Herbal Cure

 

Rice: Medicinal Action and Uses, The chief consumption of rice is as a food substance,but it should never be forgotten that the large and continued consumption of the white, polished rices of commerce is likely to be injurious to the health. The nations of which rice is the staple diet eat it unhusked as a rule, when it is brownish and less attractive to the eye, but much more nutritious as well as cheaper.

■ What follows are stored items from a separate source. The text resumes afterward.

PR #936, opened 2017-08-07
Add note about vim-sandwich by machakann

kiryph:
to the documentation under the section
'Features provided by other plugins'

### DIFF
--- a/doc/vimtex.txt
+++ b/doc/vimtex.txt
@@ -180,27 +180,58 @@ provided by vimtex, but that are instead provided by other plugins.
     `UltiSnips`. See |vimtex-neosnippet| and |vimtex-UltiSnips| for more info.
 
   Surround text with command, delimiter or environment~
-    vimtex itself provides only mappings to change, delete and toggle commands
-    delimiters and environments. If one wish to add these conveniently, there
-    is the plugin `sandwich` by Machakann [0] which provides this functionality.
-    Default mappings are `sa{motion/textobject}` or `{visual mode}sa` followed by
-       `c` to surround with a command
-       `e` to surround with an environment
-       left delimiter, e.g. `m(` to surround with `\left(` and `\right)`
-    For a list of delimiters see |sandwich-filetype-recipes|.
-    For consistency one may use as well the mappings for replacing `sr` and
-    deleting `sd` provided by sandwich instead of those from vimtex.
-    Note, you can repeat them with the dot command |.|.
-    One may dislike that the builtin mapping |s| is overwritten. However,
-    alternative mappings are available using as prefix `ys` instead of `sa`,
-    `cs` instead of `sr` and `ds` instead of `sd`. See |sandwich-miscellaneous|
-    how to enable them. Note, these are those of the plugin `surround` by Tim Pope
-    which, however, has only limited support for LaTeX.
+    |vimtex| itself provides only mappings to change, delete and toggle commands
+    delimiters and environments. If one wish to add these conveniently,
+    one can install one of the plugins
+        1. `sandwich` by Machakann [0] or
+        2. `surround` by Tim Pope [1]
+    which can assist by this.
     
-    `sandwich` offers many more features and consists of three vim help files
-    |sandwich.txt|, |operator-sandwich.txt| and |textobj-sandwich.txt|.
-    
+    By default both plugins provide support for single character surroundings
+    such as `'', "", (), [], {}, <>`.  However, `sandwich` supports already
+    additionally many LaTeX-specific surroundings such as quotations ``text''
+    and math delimiter `$\left(a+b\right)$` which can be further customized.
+    The default mappings of `sandwich` are `sa{motion/textobject}` or `{visual
+    mode}sa` followed by
+       `c` to surround with a command,
+       `e` to surround with an environment,
+       left delimiter, e.g. `m(` to surround with `\left(` and `\right)`.
+    For a list of delimiters see |sandwich-filetype-recipes|. For consistency
+    one may use as well the mappings for replacing `sr` and deleting `sd`
+    provided by sandwich instead of those from |vimtex|. All the mappings can
+    be repeated with the dot command |.|. There is even support for
+    `visualrepeat.vim` [2]. One may dislike that the builtin mapping |s| is
+    overwritten. However, alternative mappings are available using as prefix
+    `ys` instead of `sa`, `cs` instead of `sr` and `ds` instead of `sd`. See
+    |sandwich-miscellaneous| how to enable them. Note, these are those of the
+    plugin `surround` which can ease the transition from the plugin `surround`
+    to `sandwich`. `sandwich` offers many more features which are described in
+    three vim help files |sandwich.txt|, |operator-sandwich.txt| and
+    |textobj-sandwich.txt|.
+
+    `surround` by Tim Pope can also be customized to assist for LaTeX
+    surroundings. Support for LaTeX environments is already available via `l`
+    or `\`. To add support for LaTeX commands and quotations add these
+    lines to `~/.vim/after/ftplugin/tex.vim`
+    >
+        let b:surround_{char2nr('c')} = "\\\1command\1{\r}"
+        let b:surround_{char2nr('q')} = "`\r'"
+        let b:surround_{char2nr('Q')} = "``\r''"
+    <
+    However, note following about `surround`
+    - custom surroundings cannot be changed with `cs` or deleted with `ds`;
+      for instance, changing ``text'' to `text' with `csQq` or deleting with
+      `dsQ` does not work;
+    - the specifier for custom surroundings has to be a single letter; `m(` is
+      not allowed;
+    - current builtin support for LaTeX environments is an undocumented and
+      deprecated feature [3];
+    - it has no support for `visualrepeat.vim` [2].
+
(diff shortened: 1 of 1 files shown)


clason:
I'm a bit puzzled by the comment that `vim-surround` has only limited support for LaTeX: I've been using it for years now and never missed anything although I briefly tried `vim-sandwich`; I went back to `vim-surround` because I preferred the out-of-the-box mappings (and was too lazy to fully configure `vim-sandwich`), in particular the `ciB` et al. for changing inside `{}` pairs (which are inconvenient to enter with my keyboard layout).

If `vim-sandwich` is really much better for LaTeX specifically, I'd appreciate a few words (in the doc) on the concrete advantages; otherwise maybe give both equal billing?

kiryph:
Thanks for your response. I am more than happy to improve my suggestion for a description of sandwich.vim. Actually, it wasn't my intentation to bash vim-surround. It has the larger user base and is more tested than sandwich.vim. If a vim newbie asks me about essential vim plugins, I usually say three plugins: commentary.vim, surround.vim and unimpaired.vim.

The note in the docs is about surrounding with latex commands, environments and delimiters.
Surrounding simply with '', "", (), [], {} is not under discussion; these are useful in any programming, scripting, markup language and if I would only need those, I would have sticked to surround.vim

BTW, `ciB` works in vanilla vim, no surround.vim or sandwich.vim necessary. And it would work even when you have sandwich.vim installed. You give surround.vim credit for something which it actually does not do and it is not overwritten by sandwich.vim

See following list of missing features of surround.vim

1. **No support for latex commands out of the box**
I know you can define something with `let g:surround_{char2nr('c')} = "\\\1command\1{\r}"`. However, this has limitations see next item.

2. **let g:surround_{char2nr('c')} = "\\\1command\1{\r}" are only one-way**
Read following issue https://github.com/tpope/vim-surround/issues/141
Quote tpope (3years ago):
    > It's a hard problem to solve generally, and the chances of me doing it in the near future are essentially zero.

3. **Support for latex environments is left as an undocumented feature**
Read following commit message by Tim Pope: https://github.com/tpope/vim-surround/commit/ac67c1a7387a9e1c082fa98e7526b7b633f4beec
In short: he removed the documentation and left the functionality as undocumented feature within surround.vim. After 4 1/2 years I doubt that there will be ever a 'fully functional customization system'. We can be happy that he didn't remove it. You can always maintain your own version, but the doc should point people to a plugin with the feature, why you recommend it, documented.

4. **Limited customization, e.g. no support for custom surroundings denoted by two letters**
LaTeX has often more complex surroundings such as ` ``text''`, `\left(a+b\right)`, `\langle a+b \rangle` which require customization of surround.vim. This would be fine, but the customizability of surround.vim is limited.
Read also this issue https://github.com/tpope/vim-surround/issues/201 where someone suggests to use `q` and `Q`. I guess you can easily imagine that you will shortly run out of letters and symbols to define all the things you like to have. And as already mentioned you can only add them deletion or changing is not possible.
For latex specific customization of sandwich.vim see https://github.com/machakann/vim-sandwich/blob/master/after/ftplugin/initex/sandwich.vim. I know this can be little bit overwhelmig/intimidating/user-unfriendly, but in the long run you simply can do more with sandwich.vim.

5. **In sandwich.vim many latex specific delimiters, quotations are already supported out of the box**
Sandwich.vim offers e.g. `m(` for `\left(... \right)` `l"` for ` ``...''`. 
This is useful for newbies who do not want to configure a plugin before they can use it.

6. **No support for visualrepeat.vim in contrast to sandwich.vim**
I admit this is not latex specfic but certainly useful.

Let me see if I find a few words why it is in particular for latex user better to use sandwich.vim than surround.vim. I want to avoid blowing the paragraph up. But I see your point that it should be clear why one would use sandwich.vim instead of surround.vim. This is currently not obvious.

clason:
Thanks, I was (and am) honestly curious. (I also was not aware that `ciB` is vanilla vim.) 

Maybe three or four concrete(!) examples of useful commands that vim-sandwich provides that do not work under vanilla vim(-tex) (or surround) would suffice?

@lervag Maybe a short section "Plugins that work well with/extend vimtex" would also be a useful addition to the README.md? (IMO, the "we're not a kitchen sink" attitude is one of the selling points of vimtex.)

kiryph:
@clason What do you think about following:

```diff
+    One may dislike that the builtin mapping |s| is overwritten. However,
+    alternative mappings are available using as prefix `ys` instead of `sa`,
+    `cs` instead of `sr` and `ds` instead of `sd`. See |sandwich-miscellaneous|
+    how to enable them. Note, these are those of the plugin `surround` by Tim Pope
+    which is a possible alternative to sandwich.vim.
+    Note, sandwich.vim provides following advantages over surround.vim:
+    1. Better support for customization: (a) For instance, custom surroundings can
+        not only be added, but also deleted and changed in contrast to surround.vim
+        customizations with `let g:surround_{char2nr(' ')}` which only can be added.
+        Consider e.g. the quotation  ` ``text''` which one would like to easily
+        change to a different type of quotation.
+        (b) Also the custom surrounding specifier can be more than one letter which
+        is useful for the zoo of latex surroundings which should not overwrite the
+        standard set of surroundings '',"",(),[],{},<>,||.
+    2. A comprehensive LaTeX customization is already available with many math
+        delimiters such as `m(` and quotations such as `l"`.
+    3. Support for visualrepeat.vim
```

lervag:
@clason First, I'm happy you agree on the "we're not a kitchen sink" attitude. Although, I have to admit the plugin is larger than I ever intended, I still feel I (barely) manage to keep that attitude. I think you are right that it would be convenient with a section that describes plugins that work well with vimtex also in the README file. In the docs I've called that section "Features provided by other plugins" (in the spirit of the forementioned attitude).

@kiryph I'll wait for your next version before reading in full. I skimmed it, and I think it is close to acceptable. However, I will probably suggest (or edit myself) improvements to the wording and text flow. IMHO, the section does not really need to discuss at length why it is "better" than `surround.vim`, because `surround.vim` does not provide the relevant features (in an appropriate manner, at least).

One thing, though: "Note, these are those of the plugin `surround` by Tim Pope which is a possible alternative to sandwich.vim." I don't understand the sentence.

lervag:
I've updated the README as suggested by @clason. Perhaps you could also add relevant links in the PR, @kiryph?

kiryph:
@lervag Before I push a new version, I just want to clear things up.

1. Clason wanted to know why sandwich.vim has advantages over surround.vim and I guess many more user who are familiar with surround.vim could be interested in why they could consider changing plugins.
IMHO the original version does not provide this except for my comment about limited support for latex.
2. >Note, these are those of the plugin surround by Tim Pope which is a possible alternative to sandwich.vim.

   This comment also targets surround.vim user that they do not have to relearn all mappings. I think this sentence can be deleted. This is documented in sandwich.vim anyway. "we're not a kitchen sink" applies also to documentation.

So I guess I will not add the surround.vim vs. sandwich.vim discussion. I think also the notes about the alternative mappings could be removed. The users should simply read the docs of sandwich.vim. I think extensive documentation also scares people away.

clason:
@lervag As long as the first reaction is "Does this really have to be in vimtex, or is there another plugin which already does this well", I'd say you're on message. A section in the README would make this even more obvious :) (No need for long descriptions; a bullet point list of links with "see vimtex.txt for more details and configuration hints" would suffice.)

@kiryph I agree, keeping it short and to the point is a good idea. Maybe something like 

> Deleting and changing surroundings is provided by `vim-surround`. For example, you can
> 1. ...
> 2. ...
> 3. ...
>
> More customisation is possible with `vim-sandwich`, which in addition to the above allows to, e.g.,
> 1. ...
> 2. ...
> 3. ...

The exact mappings are not so relevant here, I think.

lervag:
I agree that a short list similar to @clason's suggestion looks good. However, it would need to be clear that `vim-surround` does not provide alternatives to the `csd`-family of maps from vimtex. Thus one could say that `vim-surround + vimtex ~= vim-sandwich` (when it comes to the surround type of mappings). In other words, it would be useful to mention that `vim-surround` provides useful features that work well with vimtex, and that `vim-sandwich` provides a generalisation of `vim-surround` that is more customizable and that also supports more complex types of surroundings. The latter means that `vim-sandwich` may be used instead of the vimtex mappings, etc...

clason:
I think that would be very helpful -- I see that I am quite confused by what is actually provided by vimtex, vim-surround and vanilla vim... (Which is fine from a user point of view, because it means "it just works" :))

kiryph:
I changed my mind and added surround.vim as another options for surroundings and from my perspective relevant information for latex writer.

If this text is too long for this section, please take what you like it and create a version you think is suitable. I just do not want to spend any time on this anymore. Sorry.

lervag:
I took the liberty of taking parts of what you wrote and combining it in a different way. I think my version works better, and I feel we don't need all the details you added. However, if you disagree, I would be willing to reconsider adding an extra note on how to configure `vim-surround` for LaTeX; I removed this because I don't really find it that relevant, since this is already provided by vimtex in a (IMHO) superior way.

I really appreciate your suggestion and work here. Thanks! I am probably going to test the LaTeX support from vim-sandwich, which I haven't really done so far.

clason:
@kiryph I understand, and appreciate your explanations! I learned quite a bit and will check out `vim-sandwich` again.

Having no laxative qualities, rice forms a light and digestible food for those in whom there is any tendency to diarrhoea or dysentery, but it contains less potash and vegetable acids than potatoes.

  

A decoction of rice, commonly called ricewater is recommended in the Pharmacopceia of India as an excellent demulcent, refrigerant drink in febrile and inflammatory diseases, and in dysuria and similar affections. It may be acidulated with lime-juice and sweetened with sugar. This may also be used as an enema in affections of the bowels.

 

 

 

A poultice of rice may be used as a substitute for one of linseed meal, and finelypowdered rice flour may be used, like that of wheat flour, for erysipelas, burns, scalds, etc.

 

Rice starch may be used medicinally and in other ways in place of wheat starch.

 

A few years ago the injurious habit of chewing the raw white grains was practised by fashionable women and girls to produce a white velvety complexion.